■ **EXERCISE INSTRUCTIONS**: If a line includes "assert", copy it out of the entries.

■ **TASK MATERIAL**:
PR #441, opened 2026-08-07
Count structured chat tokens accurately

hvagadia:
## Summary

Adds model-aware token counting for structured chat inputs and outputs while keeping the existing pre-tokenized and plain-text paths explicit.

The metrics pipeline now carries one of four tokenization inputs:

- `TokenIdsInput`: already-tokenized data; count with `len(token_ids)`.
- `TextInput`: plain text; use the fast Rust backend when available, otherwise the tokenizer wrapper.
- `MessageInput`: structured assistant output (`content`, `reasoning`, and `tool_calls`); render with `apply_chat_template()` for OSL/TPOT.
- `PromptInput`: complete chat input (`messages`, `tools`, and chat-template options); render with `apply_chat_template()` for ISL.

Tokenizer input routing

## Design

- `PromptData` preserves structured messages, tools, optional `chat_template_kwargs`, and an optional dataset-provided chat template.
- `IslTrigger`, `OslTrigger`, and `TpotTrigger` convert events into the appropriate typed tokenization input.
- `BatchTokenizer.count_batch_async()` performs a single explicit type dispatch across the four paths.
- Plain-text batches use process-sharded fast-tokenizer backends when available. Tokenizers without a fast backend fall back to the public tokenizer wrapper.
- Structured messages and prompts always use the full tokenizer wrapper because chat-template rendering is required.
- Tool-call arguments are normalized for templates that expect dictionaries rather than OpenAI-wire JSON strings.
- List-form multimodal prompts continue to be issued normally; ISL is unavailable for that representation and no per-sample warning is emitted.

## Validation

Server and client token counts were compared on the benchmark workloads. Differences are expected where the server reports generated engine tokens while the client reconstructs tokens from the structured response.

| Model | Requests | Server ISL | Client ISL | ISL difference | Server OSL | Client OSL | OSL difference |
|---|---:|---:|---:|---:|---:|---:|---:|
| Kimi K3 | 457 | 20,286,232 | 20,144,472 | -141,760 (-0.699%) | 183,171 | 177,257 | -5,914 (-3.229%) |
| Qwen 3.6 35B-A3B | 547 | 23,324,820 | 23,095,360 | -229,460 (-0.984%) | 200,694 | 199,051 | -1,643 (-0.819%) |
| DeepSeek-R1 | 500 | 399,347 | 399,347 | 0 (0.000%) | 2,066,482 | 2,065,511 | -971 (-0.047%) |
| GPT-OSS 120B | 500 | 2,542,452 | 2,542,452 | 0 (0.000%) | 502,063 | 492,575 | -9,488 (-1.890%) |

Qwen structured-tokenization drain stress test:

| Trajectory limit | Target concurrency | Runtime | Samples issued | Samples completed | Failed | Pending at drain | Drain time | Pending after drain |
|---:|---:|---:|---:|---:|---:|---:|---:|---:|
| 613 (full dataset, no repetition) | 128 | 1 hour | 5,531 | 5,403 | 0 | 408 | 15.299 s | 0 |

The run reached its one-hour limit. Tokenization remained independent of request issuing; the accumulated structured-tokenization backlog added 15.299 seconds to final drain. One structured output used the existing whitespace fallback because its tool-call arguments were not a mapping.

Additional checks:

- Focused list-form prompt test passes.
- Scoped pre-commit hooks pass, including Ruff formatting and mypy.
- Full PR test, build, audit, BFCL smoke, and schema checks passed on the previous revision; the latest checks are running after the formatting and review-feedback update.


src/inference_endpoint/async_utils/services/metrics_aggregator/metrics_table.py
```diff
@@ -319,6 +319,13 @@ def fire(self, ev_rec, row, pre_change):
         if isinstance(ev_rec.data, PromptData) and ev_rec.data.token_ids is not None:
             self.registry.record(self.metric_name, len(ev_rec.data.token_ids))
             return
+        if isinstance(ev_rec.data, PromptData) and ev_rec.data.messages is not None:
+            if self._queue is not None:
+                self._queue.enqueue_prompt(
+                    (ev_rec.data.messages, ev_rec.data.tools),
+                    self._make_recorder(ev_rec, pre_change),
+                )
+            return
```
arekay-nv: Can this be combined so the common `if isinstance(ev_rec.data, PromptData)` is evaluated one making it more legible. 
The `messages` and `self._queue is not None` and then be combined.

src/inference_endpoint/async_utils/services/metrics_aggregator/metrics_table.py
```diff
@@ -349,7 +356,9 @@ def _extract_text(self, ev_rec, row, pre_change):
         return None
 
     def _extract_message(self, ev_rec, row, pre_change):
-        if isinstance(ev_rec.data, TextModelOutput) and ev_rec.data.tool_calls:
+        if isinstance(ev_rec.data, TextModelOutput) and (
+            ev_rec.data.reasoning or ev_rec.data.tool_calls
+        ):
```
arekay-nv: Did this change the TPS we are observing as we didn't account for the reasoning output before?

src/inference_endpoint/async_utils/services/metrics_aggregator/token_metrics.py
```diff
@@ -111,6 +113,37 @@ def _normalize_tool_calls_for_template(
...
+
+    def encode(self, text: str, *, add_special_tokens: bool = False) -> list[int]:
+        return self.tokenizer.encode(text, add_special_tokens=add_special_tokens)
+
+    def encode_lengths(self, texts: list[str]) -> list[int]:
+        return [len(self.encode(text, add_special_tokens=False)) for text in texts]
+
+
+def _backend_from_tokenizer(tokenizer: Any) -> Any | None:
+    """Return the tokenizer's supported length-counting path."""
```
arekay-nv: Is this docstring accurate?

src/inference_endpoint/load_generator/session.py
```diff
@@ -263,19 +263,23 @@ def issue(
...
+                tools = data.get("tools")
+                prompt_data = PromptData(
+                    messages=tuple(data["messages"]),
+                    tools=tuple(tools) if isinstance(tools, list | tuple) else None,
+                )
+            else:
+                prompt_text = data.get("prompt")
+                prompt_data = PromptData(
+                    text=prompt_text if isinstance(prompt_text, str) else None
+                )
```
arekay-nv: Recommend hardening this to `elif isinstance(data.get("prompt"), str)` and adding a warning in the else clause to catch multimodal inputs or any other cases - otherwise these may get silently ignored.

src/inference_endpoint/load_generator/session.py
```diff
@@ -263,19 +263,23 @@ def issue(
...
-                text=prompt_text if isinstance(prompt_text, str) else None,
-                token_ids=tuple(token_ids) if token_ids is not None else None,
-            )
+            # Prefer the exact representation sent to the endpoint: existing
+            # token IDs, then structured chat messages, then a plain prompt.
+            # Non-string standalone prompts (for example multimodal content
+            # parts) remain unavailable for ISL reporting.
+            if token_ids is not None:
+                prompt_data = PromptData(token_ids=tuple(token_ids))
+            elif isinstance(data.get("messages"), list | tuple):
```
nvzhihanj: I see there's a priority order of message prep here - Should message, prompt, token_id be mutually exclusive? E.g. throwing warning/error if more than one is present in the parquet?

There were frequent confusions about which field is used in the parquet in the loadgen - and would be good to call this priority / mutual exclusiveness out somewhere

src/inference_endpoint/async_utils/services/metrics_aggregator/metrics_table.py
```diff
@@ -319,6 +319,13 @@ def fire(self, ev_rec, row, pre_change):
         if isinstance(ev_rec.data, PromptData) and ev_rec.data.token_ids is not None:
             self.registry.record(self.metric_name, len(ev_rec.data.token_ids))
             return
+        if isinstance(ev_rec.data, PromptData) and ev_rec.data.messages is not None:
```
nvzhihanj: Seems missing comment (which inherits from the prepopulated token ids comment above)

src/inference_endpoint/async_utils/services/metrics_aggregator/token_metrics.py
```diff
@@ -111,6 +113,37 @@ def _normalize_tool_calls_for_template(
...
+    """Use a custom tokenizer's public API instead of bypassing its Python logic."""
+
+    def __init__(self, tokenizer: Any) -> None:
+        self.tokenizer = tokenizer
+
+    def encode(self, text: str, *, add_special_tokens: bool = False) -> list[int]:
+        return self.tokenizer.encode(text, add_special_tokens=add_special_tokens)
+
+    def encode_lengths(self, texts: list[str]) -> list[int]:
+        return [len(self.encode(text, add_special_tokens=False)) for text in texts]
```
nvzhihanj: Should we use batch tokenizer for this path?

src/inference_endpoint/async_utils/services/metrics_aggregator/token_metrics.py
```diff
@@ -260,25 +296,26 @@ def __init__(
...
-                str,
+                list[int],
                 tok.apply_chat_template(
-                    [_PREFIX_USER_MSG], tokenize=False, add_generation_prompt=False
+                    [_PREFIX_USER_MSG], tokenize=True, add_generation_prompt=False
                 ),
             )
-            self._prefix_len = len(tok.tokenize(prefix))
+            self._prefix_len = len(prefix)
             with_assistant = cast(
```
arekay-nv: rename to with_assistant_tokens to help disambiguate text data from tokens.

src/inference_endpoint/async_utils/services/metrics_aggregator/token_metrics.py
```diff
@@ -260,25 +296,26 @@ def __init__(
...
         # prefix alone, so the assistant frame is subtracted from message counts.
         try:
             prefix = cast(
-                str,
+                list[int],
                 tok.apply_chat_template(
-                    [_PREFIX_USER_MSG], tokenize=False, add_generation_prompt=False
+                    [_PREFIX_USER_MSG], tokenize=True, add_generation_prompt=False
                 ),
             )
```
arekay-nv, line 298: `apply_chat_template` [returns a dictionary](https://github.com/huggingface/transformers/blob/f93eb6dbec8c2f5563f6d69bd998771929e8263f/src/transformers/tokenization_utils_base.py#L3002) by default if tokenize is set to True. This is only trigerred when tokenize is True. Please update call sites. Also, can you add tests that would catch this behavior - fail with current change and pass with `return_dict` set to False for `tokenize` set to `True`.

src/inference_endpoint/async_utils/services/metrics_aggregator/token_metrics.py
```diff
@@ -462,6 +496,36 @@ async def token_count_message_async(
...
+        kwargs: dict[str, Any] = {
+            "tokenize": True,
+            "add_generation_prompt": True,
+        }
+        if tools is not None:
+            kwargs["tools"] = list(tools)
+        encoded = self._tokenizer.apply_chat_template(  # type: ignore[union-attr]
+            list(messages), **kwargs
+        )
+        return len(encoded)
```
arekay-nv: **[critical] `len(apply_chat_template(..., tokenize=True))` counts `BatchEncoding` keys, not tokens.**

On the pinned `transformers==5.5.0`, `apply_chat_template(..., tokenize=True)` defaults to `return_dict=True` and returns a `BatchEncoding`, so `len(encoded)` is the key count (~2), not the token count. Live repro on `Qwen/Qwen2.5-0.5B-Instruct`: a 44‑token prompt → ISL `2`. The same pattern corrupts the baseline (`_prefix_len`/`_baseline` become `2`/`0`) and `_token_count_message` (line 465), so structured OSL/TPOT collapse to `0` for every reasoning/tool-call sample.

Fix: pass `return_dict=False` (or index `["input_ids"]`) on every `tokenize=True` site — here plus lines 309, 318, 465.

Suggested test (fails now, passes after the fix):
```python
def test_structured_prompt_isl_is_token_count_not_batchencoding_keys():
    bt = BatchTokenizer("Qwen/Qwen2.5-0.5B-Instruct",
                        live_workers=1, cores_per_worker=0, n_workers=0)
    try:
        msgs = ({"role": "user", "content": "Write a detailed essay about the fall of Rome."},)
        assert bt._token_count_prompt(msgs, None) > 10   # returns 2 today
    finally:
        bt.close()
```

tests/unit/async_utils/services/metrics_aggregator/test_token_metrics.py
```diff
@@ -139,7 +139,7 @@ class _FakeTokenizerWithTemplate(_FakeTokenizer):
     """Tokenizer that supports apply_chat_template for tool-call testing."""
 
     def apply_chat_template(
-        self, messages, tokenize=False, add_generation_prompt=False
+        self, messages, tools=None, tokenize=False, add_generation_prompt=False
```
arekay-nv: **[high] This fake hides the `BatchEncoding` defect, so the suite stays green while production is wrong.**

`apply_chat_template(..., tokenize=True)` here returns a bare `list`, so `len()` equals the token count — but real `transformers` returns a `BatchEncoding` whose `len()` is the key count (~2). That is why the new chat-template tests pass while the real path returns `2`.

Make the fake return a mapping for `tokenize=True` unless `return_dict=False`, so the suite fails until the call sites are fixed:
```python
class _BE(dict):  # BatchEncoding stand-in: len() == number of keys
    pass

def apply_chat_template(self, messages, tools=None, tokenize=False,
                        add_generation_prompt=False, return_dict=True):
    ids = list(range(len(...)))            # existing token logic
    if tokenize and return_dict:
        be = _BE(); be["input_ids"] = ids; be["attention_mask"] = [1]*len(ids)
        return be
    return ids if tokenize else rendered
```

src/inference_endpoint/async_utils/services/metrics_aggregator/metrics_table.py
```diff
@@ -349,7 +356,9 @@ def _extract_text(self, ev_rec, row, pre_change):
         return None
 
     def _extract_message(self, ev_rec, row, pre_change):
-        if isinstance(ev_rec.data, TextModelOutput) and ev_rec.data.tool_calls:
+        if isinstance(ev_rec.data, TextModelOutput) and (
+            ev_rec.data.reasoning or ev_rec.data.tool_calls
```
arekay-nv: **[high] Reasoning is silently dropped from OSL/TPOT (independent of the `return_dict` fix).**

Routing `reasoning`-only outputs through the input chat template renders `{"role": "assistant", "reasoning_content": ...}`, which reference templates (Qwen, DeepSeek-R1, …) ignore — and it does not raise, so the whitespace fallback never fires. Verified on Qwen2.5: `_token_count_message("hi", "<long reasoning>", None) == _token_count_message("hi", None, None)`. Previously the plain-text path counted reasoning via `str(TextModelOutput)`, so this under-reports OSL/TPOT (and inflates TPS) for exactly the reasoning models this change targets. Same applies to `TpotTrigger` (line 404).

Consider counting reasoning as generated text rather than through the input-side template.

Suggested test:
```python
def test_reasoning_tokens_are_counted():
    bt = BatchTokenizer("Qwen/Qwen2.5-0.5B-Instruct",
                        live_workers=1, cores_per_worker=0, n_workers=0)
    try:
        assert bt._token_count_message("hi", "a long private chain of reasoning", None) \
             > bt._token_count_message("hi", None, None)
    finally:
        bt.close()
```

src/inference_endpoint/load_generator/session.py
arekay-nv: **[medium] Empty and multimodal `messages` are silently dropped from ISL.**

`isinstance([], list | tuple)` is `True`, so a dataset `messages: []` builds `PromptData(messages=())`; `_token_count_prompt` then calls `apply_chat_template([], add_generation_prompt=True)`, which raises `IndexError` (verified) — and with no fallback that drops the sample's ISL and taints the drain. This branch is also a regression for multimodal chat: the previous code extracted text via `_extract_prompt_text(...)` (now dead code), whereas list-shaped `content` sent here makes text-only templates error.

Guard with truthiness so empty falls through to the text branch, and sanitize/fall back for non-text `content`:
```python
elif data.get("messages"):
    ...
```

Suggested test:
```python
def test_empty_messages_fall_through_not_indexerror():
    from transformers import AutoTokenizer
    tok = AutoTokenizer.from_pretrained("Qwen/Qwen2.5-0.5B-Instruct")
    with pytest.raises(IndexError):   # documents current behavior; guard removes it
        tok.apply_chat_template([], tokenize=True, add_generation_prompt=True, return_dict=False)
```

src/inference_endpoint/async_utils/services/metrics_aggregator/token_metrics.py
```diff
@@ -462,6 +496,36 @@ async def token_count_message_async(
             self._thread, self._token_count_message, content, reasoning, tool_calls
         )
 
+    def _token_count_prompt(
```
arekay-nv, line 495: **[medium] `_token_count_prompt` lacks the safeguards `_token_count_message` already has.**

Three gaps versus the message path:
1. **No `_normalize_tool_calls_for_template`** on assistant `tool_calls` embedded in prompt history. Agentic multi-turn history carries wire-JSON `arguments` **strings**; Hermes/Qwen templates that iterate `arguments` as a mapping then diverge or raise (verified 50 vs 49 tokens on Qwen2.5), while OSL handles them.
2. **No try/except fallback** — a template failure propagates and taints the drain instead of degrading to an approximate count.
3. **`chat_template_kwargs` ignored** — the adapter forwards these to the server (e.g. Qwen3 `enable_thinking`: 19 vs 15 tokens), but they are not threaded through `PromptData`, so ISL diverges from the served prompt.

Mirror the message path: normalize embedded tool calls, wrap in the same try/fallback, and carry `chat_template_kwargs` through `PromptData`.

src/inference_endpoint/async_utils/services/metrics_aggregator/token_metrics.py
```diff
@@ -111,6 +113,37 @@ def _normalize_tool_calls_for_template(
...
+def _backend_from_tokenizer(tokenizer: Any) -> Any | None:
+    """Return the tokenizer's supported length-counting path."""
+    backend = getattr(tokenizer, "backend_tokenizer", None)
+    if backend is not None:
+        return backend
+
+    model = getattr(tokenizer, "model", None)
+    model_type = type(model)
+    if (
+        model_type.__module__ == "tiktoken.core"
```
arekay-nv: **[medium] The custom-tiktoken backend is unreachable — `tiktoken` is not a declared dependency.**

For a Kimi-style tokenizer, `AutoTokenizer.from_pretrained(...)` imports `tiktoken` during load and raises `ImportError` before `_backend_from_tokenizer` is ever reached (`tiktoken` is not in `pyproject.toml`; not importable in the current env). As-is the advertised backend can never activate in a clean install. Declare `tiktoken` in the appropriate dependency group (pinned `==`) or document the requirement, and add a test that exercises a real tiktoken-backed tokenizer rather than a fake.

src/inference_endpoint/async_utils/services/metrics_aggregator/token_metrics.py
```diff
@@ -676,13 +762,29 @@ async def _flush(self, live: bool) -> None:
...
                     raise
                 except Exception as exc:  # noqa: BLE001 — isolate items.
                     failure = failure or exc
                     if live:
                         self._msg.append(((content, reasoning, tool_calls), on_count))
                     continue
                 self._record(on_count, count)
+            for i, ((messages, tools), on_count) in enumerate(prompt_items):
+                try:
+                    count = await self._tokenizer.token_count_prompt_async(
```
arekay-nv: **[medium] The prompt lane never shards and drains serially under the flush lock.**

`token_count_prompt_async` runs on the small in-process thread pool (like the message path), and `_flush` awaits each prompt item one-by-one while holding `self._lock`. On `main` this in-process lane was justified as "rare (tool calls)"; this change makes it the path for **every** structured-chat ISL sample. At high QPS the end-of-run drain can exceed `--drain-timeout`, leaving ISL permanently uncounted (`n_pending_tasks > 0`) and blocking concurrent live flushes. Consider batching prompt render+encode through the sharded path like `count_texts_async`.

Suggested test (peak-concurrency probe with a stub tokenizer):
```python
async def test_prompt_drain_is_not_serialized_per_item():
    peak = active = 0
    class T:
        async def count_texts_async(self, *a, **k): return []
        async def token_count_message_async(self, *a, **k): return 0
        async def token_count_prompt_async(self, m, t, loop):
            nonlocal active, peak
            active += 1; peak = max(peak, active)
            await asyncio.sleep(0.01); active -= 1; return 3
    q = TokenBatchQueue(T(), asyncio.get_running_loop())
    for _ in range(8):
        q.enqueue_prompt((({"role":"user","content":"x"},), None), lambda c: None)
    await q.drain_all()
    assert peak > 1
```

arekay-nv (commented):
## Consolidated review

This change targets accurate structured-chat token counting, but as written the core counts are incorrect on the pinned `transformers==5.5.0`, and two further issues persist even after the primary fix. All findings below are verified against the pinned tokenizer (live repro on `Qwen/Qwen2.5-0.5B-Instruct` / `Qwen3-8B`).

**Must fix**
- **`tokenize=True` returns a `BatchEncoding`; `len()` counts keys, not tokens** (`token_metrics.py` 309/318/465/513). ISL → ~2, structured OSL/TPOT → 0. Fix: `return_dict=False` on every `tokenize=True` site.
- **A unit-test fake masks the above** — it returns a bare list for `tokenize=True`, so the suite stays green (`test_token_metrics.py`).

---

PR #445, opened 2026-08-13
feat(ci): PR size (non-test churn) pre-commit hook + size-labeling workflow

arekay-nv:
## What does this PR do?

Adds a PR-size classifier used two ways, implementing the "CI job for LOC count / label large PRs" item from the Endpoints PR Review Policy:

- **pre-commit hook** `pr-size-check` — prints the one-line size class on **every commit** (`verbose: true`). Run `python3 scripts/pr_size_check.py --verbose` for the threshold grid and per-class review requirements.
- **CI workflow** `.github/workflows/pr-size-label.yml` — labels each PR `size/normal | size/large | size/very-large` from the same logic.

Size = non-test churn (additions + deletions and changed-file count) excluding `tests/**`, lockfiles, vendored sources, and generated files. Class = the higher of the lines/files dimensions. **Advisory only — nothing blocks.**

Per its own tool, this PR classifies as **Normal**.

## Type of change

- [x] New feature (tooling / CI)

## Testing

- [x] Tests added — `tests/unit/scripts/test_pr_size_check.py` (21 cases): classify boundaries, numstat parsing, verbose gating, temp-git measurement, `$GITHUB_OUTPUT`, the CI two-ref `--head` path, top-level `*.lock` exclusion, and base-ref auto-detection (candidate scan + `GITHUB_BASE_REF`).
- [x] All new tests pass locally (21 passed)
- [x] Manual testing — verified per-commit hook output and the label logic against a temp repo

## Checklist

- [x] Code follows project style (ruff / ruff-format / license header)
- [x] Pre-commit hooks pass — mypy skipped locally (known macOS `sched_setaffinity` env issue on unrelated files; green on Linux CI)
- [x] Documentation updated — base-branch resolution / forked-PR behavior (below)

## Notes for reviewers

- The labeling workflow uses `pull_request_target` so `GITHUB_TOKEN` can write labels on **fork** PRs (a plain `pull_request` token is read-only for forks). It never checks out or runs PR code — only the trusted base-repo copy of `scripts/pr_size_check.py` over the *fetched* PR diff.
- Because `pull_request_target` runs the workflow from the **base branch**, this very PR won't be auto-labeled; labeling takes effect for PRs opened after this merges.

...

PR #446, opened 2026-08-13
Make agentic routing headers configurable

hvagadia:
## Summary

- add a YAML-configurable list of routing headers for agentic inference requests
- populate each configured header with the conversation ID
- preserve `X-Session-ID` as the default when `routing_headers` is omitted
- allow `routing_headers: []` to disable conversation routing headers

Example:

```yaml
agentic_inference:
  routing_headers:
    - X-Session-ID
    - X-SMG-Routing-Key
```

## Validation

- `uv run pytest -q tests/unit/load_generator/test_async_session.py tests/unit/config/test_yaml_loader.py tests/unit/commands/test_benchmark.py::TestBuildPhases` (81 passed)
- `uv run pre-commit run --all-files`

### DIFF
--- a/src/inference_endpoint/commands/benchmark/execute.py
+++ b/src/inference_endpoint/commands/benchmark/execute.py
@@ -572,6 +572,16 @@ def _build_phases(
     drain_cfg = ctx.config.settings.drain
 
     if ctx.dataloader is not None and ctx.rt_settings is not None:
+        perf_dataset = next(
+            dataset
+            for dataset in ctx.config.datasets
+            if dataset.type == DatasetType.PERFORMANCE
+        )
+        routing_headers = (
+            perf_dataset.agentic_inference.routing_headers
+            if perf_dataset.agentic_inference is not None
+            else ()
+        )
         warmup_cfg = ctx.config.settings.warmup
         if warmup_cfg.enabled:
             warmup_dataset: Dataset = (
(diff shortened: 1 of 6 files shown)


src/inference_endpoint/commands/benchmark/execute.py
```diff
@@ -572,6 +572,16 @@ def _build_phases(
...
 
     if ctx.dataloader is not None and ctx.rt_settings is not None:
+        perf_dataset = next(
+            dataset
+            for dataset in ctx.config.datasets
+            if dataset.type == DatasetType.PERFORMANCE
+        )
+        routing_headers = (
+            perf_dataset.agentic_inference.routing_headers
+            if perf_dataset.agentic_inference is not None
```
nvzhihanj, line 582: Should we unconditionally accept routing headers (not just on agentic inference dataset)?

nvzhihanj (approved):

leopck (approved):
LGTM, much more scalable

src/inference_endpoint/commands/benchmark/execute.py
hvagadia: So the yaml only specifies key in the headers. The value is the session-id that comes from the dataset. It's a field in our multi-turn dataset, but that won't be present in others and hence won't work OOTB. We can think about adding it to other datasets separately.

■ **RESULT OF THE TASK**:
        assert bt._token_count_prompt(msgs, None) > 10   # returns 2 today
        assert bt._token_count_message("hi", "a long private chain of reasoning", None) \
    assert peak > 1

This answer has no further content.